A few days ago I watched this fantastic interview Lex Friedman did with Brian Kernighan. For those of you who are don’t know Brian Kernighan, he is a professor of computer science at Princeton University. He also co-authored the C Programming Language with Dennis Ritchie (creator of the C programming language). During the interview, they discussed awk, a programming language that was co-created by Brian Kernighan. They mentioned that awk was an incredibly handy language to use when all you want to do is some simple data processing, exploration or extraction with small text files. That quickly piqued my interest, and so I decided to spend some time to figure out just how great awk is. I then started reading The AWK Programming Language (co-authored by Kernighan) and it wasn’t long before I was convinced that awk is indeed a language worth learning! I found it incredibly simple to learn, and as it turns out we can do pretty interesting things with awk with only very little knowledge of it. The purpose of this post is simply to give you a taste of how simple and powerful awk is, and hopefully by the end of this post, you too will be convinced to learn it :) .
Quick tutorial
For the purpose of this tutorial, I got my hands on this small dataset from Kaggle, it contains the historical prices of Gamestop Corporation ($GME). To make things easier, I will take just work with the last 5 lines of the dataset. Since the whole idea about using awk is use to eventually write one-liners to carry out simple tasks, I will be including simple yet handy code snippets like the below even if they are not awk related just in case you didn’t already know about them. Lines that start with $ are inputs to the shell, we only need to feed the shell what comes after the $. Whereas lines that do not begin with $ are the outputs.

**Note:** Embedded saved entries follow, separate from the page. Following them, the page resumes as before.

PR #1041, opened 2026-06-11
Fix weekly job

hernanponcedeleon:
The weekly job runs `WitnessGenerationTest` which requires `dartagnan.jar` to exists and the container to have graphviz installed.


ThomasHaas (approved):
LGTM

$ tail -5 GME_stock.csv > GME_stock_tiny.csvHere’s what we have in the GME_stock_tiny.csv text file
2002-02-20,9.600000381469727,9.875,9.524999618530273,9.875,1723200.0,6.648838043212891
2002-02-19,9.899999618530273,9.899999618530273,9.375,9.550000190734863,1852600.0,6.43001651763916
2002-02-15,10.0,10.024999618530273,9.850000381469727,9.949999809265137,2097400.0,6.69933557510376
2002-02-14,10.175000190734863,10.194999694824219,9.925000190734863,10.0,2755400.0,6.73300313949585
2002-02-13,9.625,10.0600004196167,9.524999618530273,10.050000190734863,19054000.0,6.766665935516357Note that the headers are not present in the resulting file, this makes it slightly easier to illustrate the things that we can do in awk. Here are the headers date, open_price, high_price, low_price, close_price, volume, adjclose_price.
Simple print
The first thing that I want to show you is how we can print only certain columns of each row, let’s say we only want the date and the high_price, i.e. the 1st and 3rd columns, we do the following.
$ awk -F "," '{ print $1, $3 }' GME_stock_tiny.csv
2002-02-20 9.875
2002-02-19 9.899999618530273
2002-02-15 10.024999618530273
2002-02-14 10.194999694824219
2002-02-13 10.0600004196167Now, I will explain what just happened here. We tell awk that the columns are separated by commas with -F ",", the F here means field separator. The default field separator that awk recognises is a space, which means that if the fields in your text file are separated by spaces, we may omit the format when executing awk. '{ print $1, $3 }' is basically the entirety of the awk script, which tells awk quite simply to print the 1st and 3rd fields of each row. Simple, isn’t it?
Doing computation
Of course, one would usually want to do some computation based on the fields that exist in each row, what if we wanted to get the average of the high_price and the lower_price?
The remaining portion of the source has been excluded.